PR #3574, opened 2020-06-17
Move fft functions and blocks to templates

noc0lour:
To reduce code duplication and prepare for some template action in `qtgui` gr-fft is moved to templates. 

This is still WIP, I haven't written complete specialization for `fft_vfc` & `fft_vcf` blocks for forward and inverse real FFT.


noc0lour:
Also some boost `_1` compatibility commits are still in this PR to compile them on my machine.

gnuradio-runtime/lib/controlport/rpcserver_aggregator.cc
```diff
@@ -10,6 +10,8 @@
 
 #include <gnuradio/rpcserver_aggregator.h>
 #include <gnuradio/rpcserver_booter_base.h>
+
+#include <algorithm>
```
noc0lour, line 14: Oops, this should be in a separate commit.
Also, why isn't this already in the code? is nobody building rpcserver_aggregator.cc ?

noc0lour:
Changes API in two places:
 - `fft_complex` becomes `fft_complex_fwd` and `fft_complex_rev`
 - `polyphase_filterbank` only used `fft_complex_rev` since this is what all of polyhpase_filterbanks was used in-tree. Don't know about usage in the wild.

gnuradio-runtime/lib/controlport/rpcserver_aggregator.cc
marcusmueller: *crickets*

dkozel:
I think the overall change to templating the FFT is great, less code duplication and readability is fine. In most cases I can think of only forward or reverse is needed, not the ability to swap between them at runtime, so any external users of the API will probably be able to adapt quite easily.

The Polyphase Filterbank seems like it'd be pretty easy to adapt to still have support for forward and reverse FFTs. That'd be nice to have and there do seem to be usecases for it at the application level, just we don't have any in GR Core.

dkozel (changes requested):
I think the Polyphase Filterbank should still support inverse FFT usage. Looking at the code that seems pretty straightforward to retain, though probably means having two FFT objects and using the flag to select which is inited and used.

mormj:
Closing and rebase continued (now merged) in #3903.

PR #7486, opened 2024-08-28
video-sdl: Separate render thread

### LINKED ISSUE #7482: video-sdl: Doesn't work with sdl12-compat
### What happened?

The SDL2 output window is pure black and unresponsive with no error logs.

The cause is probably the change in `libsdl1.2debian` package in Ubuntu 24.04 LTS and Debian Testing (trixie), which now uses SDL2 in the background through `sdl12-compat`. The same issue is present in Arch Linux, because the `gnuradio` package depends on `sdl12-compat`.

Fully updating the module to SDL2 will solve this.

### System Information

OS: Ubuntu 24.04 LTS
GR Installation Method: Source, apt

### GNU Radio Version

3.10 (maint-3.10)

### Specific Version

3.10.9.2

1. Install GNU Radio on Ubuntu 24.04 LTS
2. Verify that `apt show libsdl1.2debian` contains "_This package contains sdl12-compat, a binary compatible API for programs built SDL 1.2, but using SDL 2.0_" in the description
3. Run demo flowgraph: https://wiki.gnuradio.org/images/e/ed/Demonstrate_sdl.grc

### Relevant log output

_No response_

AsriFox:
## Description
SDL2 expects that all SDL render calls originate from a single thread [[1]](https://wiki.libsdl.org/SDL2/FAQDevelopment#Can_I_call_SDL_video_functions_from_multiple_threads). However, a block's constructor and `work` function can be (and most of the time are) called from different threads.

Because SDL v1.2 is being replaced with a compatibility library *sdl12-compat* ([Ubuntu 24.04 LTS](https://launchpad.net/ubuntu/noble/+package/libsdl1.2-dev), [Debian Testing (trixie)](https://packages.debian.org/trixie/libsdl1.2-dev), [Arch Linux](https://archlinux.org/packages/extra/x86_64/sdl12-compat)), this presents an issue for newer systems.

Moving all SDL function calls to a single separate thread solves this issue, allowing *gr-video-sdl* to work with *sdl12-compat*.

## Related Issue
Fixes #7482

gr-video-sdl

## Testing Done
https://wiki.gnuradio.org/images/e/ed/Demonstrate_sdl.grc

## Checklist


gr-video-sdl/lib/sink_uc_impl.cc
```diff
@@ -226,67 +119,142 @@ int sink_uc_impl::work(int noutput_items,
...
+            memcpy(&overlay->pixels[2][i * overlay->pitches[2]],
+                   &sink->d_buf_v[i * sink->d_width / 2],
+                   sink->d_width / 2);
+        }
+        SDL_UnlockYUVOverlay(overlay);
+        SDL_DisplayYUVOverlay(overlay, &dstrect);
+    }
+
+    SDL_FreeYUVOverlay(overlay);
+    exit(0);
```
willcode, line 255: Can't exit() in a block.

gr-video-sdl/lib/sink_s_impl.cc
```diff
@@ -232,66 +120,153 @@ int sink_s_impl::work(int noutput_items,
...
+            memcpy(&overlay->pixels[2][i * overlay->pitches[2]],
+                   &sink->d_buf_v[i * sink->d_width / 2],
+                   sink->d_width / 2);
+        }
+        SDL_UnlockYUVOverlay(overlay);
+        SDL_DisplayYUVOverlay(overlay, &dstrect);
+    }
+
+    SDL_FreeYUVOverlay(overlay);
+    exit(0);
```
willcode, line 267: Can't exit() in a block.

AsriFox:
There isn't any synchronization, tearing is not avoided. I'll work on that.

gr-video-sdl/lib/sink_uc_impl.cc
AsriFox: Is there a way to broadcast a "stop" signal not just to the block, but to the whole flowgraph?

willcode: A display wouldn't typically want to terminate the flowgraph. If a work() function returns DONE, then the framework does not expect it to take any more data, and that would result in the flowgraph stopping (eventually?).

AsriFox:
No more tearing, but the image flickers on low framerates. Not sure why.

marcusmueller (approved):
I could not test locally on short notice, but codewise 100% an improvement

AsriFox:
The two threads *should* not access the same buffer, this is ensured by the `d_frame_pending` flag: when it's `false`, the render thread doesn't render; when it's `true`, the main thread skips writing into the overlay.

`SDL_Quit()` is required to destroy the SDL window (at least in SDL 1.2), so it should be executed once the block is destroyed. It also sends the event for `SDL_QuitRequested()` from the block destructor to catch in the render thread.

drmpeg:
Just FYI, i have a full motion test suite here.

https://www.w6rz.net/sdltest2.tar.gz

1,010,079,355 bytes

AsriFox:
@drmpeg Thank you! This test revealed two bugs in my code:
* [x] Color planes have full width and height on input, but must have only half width and height on display due to decimation.
* [ ] If the input sample rate is higher than the desired sample rate (desired framerate * width * height), the display lags increasingly hard. No such issue if the input sample rate is lower than the desired, including the special value "0" (to produce frames as fast as possible).

drmpeg:
That test sequence is actually 60 frames/sec (900 frames = 15 seconds). I'm not sure why I had 30 fps in the test flow graph (probably because the computer I was using at the time couldn't keep up). Here's the source material for comparison.

https://www.w6rz.net/rickmorty4_7.mp4

679,924,385 bytes

drmpeg:
Looks good. However, on a fast CPU the frame rate parameter does not limit the frame rate. The frames are played as fast as possible no matter what the setting of the frame rate is (only limited by the throttle block).

AsriFox:
> Looks good. However, on a fast CPU the frame rate parameter does not limit the frame rate. The frames are played as fast as possible no matter what the setting of the frame rate is (only limited by the throttle block).

Can't reproduce. The frames are displayed with `d_avg_delay`; it's not directly connected to the target framerate, but it's close. However, the separation of threads means that extra incoming frames are simply skipped. Perhaps, SDL sinks should include throttle functionality?

drmpeg:
> Perhaps, SDL sinks should include throttle functionality?

That's the old behavior. If you set the frame rate to 1 fps, it plays all the frames for 1 second each. No skipping.

AsriFox:
On the wiki, framerate is described as follows:
> Number of updates per second. If set to 0, make a new screen every (Input Width) · (Input Height) samples. (Recommended: set to 0, use modern [Throttle](https://wiki.gnuradio.org/index.php?title=Throttle) with a maximum wait time low enough and as sample rate (Input Width) · (Input Height) · (desired frames per second))

So I don't think input rate should be limited by output (display) rate. New behavior allows you to control them independent of each other; to limit the actual input rate, Throttle should be used.

micsthepick:
the above failing build (on windows at least) will be fixed by merging with https://github.com/gnuradio/gnuradio/commit/6fbc354978bb24971c4548f70330ce0e27c4d43d or later

micsthepick:
@AsriFox does this work with the same behavior as before when input width != display width, and same for height?

micsthepick:
Screenshot 2024-10-31 195311
see green bar on the right - it's in greyscale mode... not sure if this is my fault (I partially built just the video sdl module and it's dependencies, and copied over what was needed to make it run on an existing grc install from radioconda on windows)

micsthepick:
[Demonstrate_sdl.zip](https://github.com/user-attachments/files/17585458/Demonstrate_sdl.zip)
The above MVCE replicates it for me, if it doesn't for you, then I'd not worry about that issue

AsriFox:
@micsthepick I don't have a Windows build right now, but on Linux difference in frame sizes does not produce this issue. The input frame is simply stretched to fit the display size.
However, green pixels did appear when I set the input width or height to odd values (31, 511, 2047). The bars were only 1px, but it does suggest that there's a mismatch between the texture size and the size of data written into it - probably a limitation of IYUV color planes, which is out of scope for this PR.

AsriFox:
It seems that using odd width/height with YUV pixel formats is simply not supported in SDL 1.2: libsdl-org/SDL-1.2#445. Existing behavior looks like [this](https://trac.ffmpeg.org/attachment/ticket/1322/ffplay.png) - black pixels and misaligned frame. The [workaround](https://trac.ffmpeg.org/ticket/1322) in old ffplay was to crop the input frame to even size.

The reason it's different with this PR is the use of intermediate buffers between input data and display pixels. Some pixels on U/V planes are not filled, thus they're green. Even `memset(d_image->pixels[1], 128, d_image->pitches[1] * (d_height / 2));` is not enough to fill the overlay. I've not noticed missing pixels in Y plane, so this might only be present in color space. Perhaps, the way to resolve it is to make the YUV overlay even-sized, either cropping 1px or adding 1px black bars.

PR #7497, opened 2024-08-30
blocks: Fix EOF detection in Wav File Source

### LINKED ISSUE #7496: Wav File Source's "Repeat" property does not work for MP3
### What happened?

If the Wav File Source is used to play an MP3 file, and the block's "Repeat" property is set to "Yes", the file does not actually repeat. I did some debugging, and it looks like the problem is that the `SF_INFO.frames` value returned by `sf_open` does not match the actual length of the file, and so the `if (d_sample_idx >= d_h.samples_per_chan)` check never passes. In my test, the MP3 file was 18312192 samples long, but `SFINFO.frames` (and therefore also d_h.samples_per_chan) was 18335223. The following upstream issue describes the problem: https://github.com/libsndfile/libsndfile/issues/1001

One possible workaround would be to detect the end of the input file by checking the return value of `sf_read_float`.

### System Information

OS: Ubuntu 24.04
GR Installation Method: PyBOMBS

### GNU Radio Version

3.10 (maint-3.10)

### Specific Version

3.10.11.0

Read an MP3 file using a Wav File Source block, and set "Repeat" to "Yes". It may be necessary to try multiple MP3 files, since the `SFINFO.frames` appears to be an estimate, and it may not always be larger than the actual file length.

### Relevant log output

_No response_

argilo:
## Description
When reading certain MP3 files (specifically, those that lack an "Info" frame), the Wav File Source block hangs when reaching the end of the input file. This happens because libsndfile returns an approximate length for the input file (because it would be expensive to determine the exact number of samples), while the Wav File Source expects the returned value to be exact.

To solve the problem, I have modified the end-of-file detection to check whether the number of returned samples was smaller than the amount requested. The [libsndfile documentation](https://libsndfile.github.io/libsndfile/api.html#read) indicates that this is a valid way to detect end-of-file:

> The sf_read_XXXX and sf_readf_XXXX functions return the number of items or frames read, respectively. **Unless the end of the file was reached during the read, the return value should equal the number of objects requested. Attempts to read beyond the end of the file will not result in an error but will cause the read functions to return less than the number of objects requested or 0 if already at the end of the file.** When the buffer is not is not completely filled, unused buffer space is filled by zeroes.

## Related Issue
Fixes #7496.

* Wav File Source

## Testing Done
I added two test cases that read an MP3 file, and verified that they fail with the current code, and pass with the updated code. I also made a test flowgraph and verified that the Wav File Source block can read an MP3 file correctly.

## Checklist


argilo:
Oops, the new tests fail on older OSes because MP3 support was only added to libsndfile in version 1.1.0 (released 2022-03-27).

argilo:
I modified the new tests so that they are skipped if MP3 support is missing. But they still fail on Fedora 39 for some other reason. I'll have to investigate that.

argilo:
I suspect it's due to this bug, which was fixed in libsndfile 1.2.1:

https://github.com/libsndfile/libsndfile/pull/943

Fedora 39 has libsndfile 1.1.0.

argilo:
I added unconditional skips for the MP3 tests. We can re-enabled them once we reach the point where all supported OSes have libsndfile >= 1.2.1.

Since the Repeat parameter would be untested until then, I've added in corresponding tests that use WAV files.

argilo:
I just noticed a bug: The old `if (d_sample_idx >= d_h.samples_per_chan)` condition had the side effect of ensuring that `sf_read_float` would never return zero samples, and thus `items` could only be zero on the first iteration of the loop, which ensured that `-1` would only be returned if no samples had been produced.

But that's no longer the case, and `sf_read_float` can now return zero samples at any time. Thus the return value in the `if (!d_repeat)` case needs to be adjusted so that `-1` is returned only when zero samples have been produced. Without this change, files with a multiple of 1024 samples would be truncated. I've added another test case to verify that files of these lengths are handled correctly.

drmpeg (approved):
Looks good. I tested with various file formats and repeat works fine. I also have an MP2 file that is from a broadcast Transport Stream (so no "Info" frame). This file fails with the old code and works with the new.

https://www.w6rz.net/jazzclip.mp2

argilo:
Oops, it looks like one of the new tests isn't playing nicely with MinGW-w64, which causes CI to fail:

```
ERROR: test_read_wav_1024 (__main__.test_wavefile.test_read_wav_1024)
  File "D:/a/gnuradio/gnuradio/gr-blocks/python/blocks/qa_wavfile.py", line 194, in test_read_wav_1024
    with wave.open(tf.name, "w") as wf:
         ^^^^^^^^^^^^^^^^^^^^^^^
  File "D:/a/_temp/msys64/mingw64/lib/python3.11/wave.py", line 633, in open
    return Wave_write(f)
           ^^^^^^^^^^^^^
  File "D:/a/_temp/msys64/mingw64/lib/python3.11/wave.py", line 425, in __init__
    f = builtins.open(f, 'wb')
        ^^^^^^^^^^^^^^^^^^^^^^
PermissionError: [Errno 13] Permission denied: 'D:/a/_temp/msys64/tmp/tmpryg8mql9.wav'
```

argilo:
This should be fixed by #7515. :crossed_fingers:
□ □ □ □ □
■ Brief ■
Within the entries above, how many lines contain the word "exit"? State the number only.

■ Answer below ■
4